» **Your instructions**
Locate every line below that contains the word "overrides" and copy it.

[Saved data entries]
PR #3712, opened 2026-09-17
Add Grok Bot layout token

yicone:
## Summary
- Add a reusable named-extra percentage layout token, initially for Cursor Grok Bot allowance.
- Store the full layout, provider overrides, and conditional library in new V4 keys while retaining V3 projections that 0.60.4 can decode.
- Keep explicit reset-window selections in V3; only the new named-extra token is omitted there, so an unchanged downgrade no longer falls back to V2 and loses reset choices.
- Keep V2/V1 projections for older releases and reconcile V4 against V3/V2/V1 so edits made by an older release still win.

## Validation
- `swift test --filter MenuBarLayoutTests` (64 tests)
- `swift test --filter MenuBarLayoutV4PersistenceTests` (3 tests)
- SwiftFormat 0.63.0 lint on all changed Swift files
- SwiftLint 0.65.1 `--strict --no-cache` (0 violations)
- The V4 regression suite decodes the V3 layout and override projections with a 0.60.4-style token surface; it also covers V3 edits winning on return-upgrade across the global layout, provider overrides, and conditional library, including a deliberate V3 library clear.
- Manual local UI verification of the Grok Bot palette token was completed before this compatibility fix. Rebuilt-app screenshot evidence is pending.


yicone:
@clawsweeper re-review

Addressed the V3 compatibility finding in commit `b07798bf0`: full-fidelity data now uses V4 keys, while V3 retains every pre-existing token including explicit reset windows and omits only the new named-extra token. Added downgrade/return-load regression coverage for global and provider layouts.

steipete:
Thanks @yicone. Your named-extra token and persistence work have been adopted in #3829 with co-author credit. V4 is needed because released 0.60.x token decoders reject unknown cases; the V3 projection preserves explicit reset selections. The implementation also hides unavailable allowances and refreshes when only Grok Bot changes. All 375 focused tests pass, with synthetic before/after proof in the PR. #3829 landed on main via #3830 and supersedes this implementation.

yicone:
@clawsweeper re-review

» **Solution to the exercise**
- Store the full layout, provider overrides, and conditional library in new V4 keys while retaining V3 projections that 0.60.4 can decode.
- The V4 regression suite decodes the V3 layout and override projections with a 0.60.4-style token surface; it also covers V3 edits winning on return-upgrade across the global layout, provider overrides, and conditional library, including a deliberate V3 library clear.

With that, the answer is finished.